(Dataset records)
PR #1207, opened 2022-08-08
Rejects when the submitted block and the pending deposits queue are both empty

### LINKED ISSUE #1206: Do not process empty blocks without pending deposits in the CAPE contract
See #1203 and this [discussion](https://espresso.zulipchat.com/#narrow/stream/311688-CAPE/topic/Future.20of.20CAPE/near/292042846) for context.

philippecamacho:
Closes #1206

### DIFF
--- a/.gitignore
+++ b/.gitignore
@@ -1,7 +1,7 @@
 .idea
 node_modules
 cache
-.env
+.env*
 **/*.DS_Store
 .log/
 
--- a/contracts/contracts/CAPE.sol
+++ b/contracts/contracts/CAPE.sol
@@ -282,6 +282,9 @@ contract CAPE is RootStore, AssetRegistry, ReentrancyGuard {
         uint256 freezeIdx = 0;
         uint256 burnIdx = 0;
 
+        // We require either the block or the pending deposits queue to be non empty.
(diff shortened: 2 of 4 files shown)


sveitser:
LGTM but I wonder why not checking if there are no commitments instead of checking if there no pending deposits and no notes? It seems a bit simpler to me and since commitments are what go into the merkle tree I think it easier to understand why we reject the block.

In any event I think it would be good to add a comment somewhere about why we reject the block and what problem is caused by not doing that.

sveitser (changes requested):
I think we should add a comment as to why we reject empty blocks.

philippecamacho:
> LGTM but I wonder why don't we check if there are no commitments instead of checking if there no pending deposits and no notes? It seems a bit simpler to me and since commitments are what go into the merkle tree I think it easier to understand why we reject the block.
> 
Yes, I agree. On the other side it seems to save a bit of gas to reject the block right away. WDYT?

> In any event I think it would be good to add a comment somewhere about why we reject the block and what problem is caused by not doing that.

Yes, added in e963fc1

philippecamacho:
> I think we should add a comment as to why we reject empty blocks.

Yes, added in e963fc1.

sveitser (approved):
LGTM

*Task requirements*
How many lines in the entries contain the string "tree"? Give the number only.

*Task answer*
2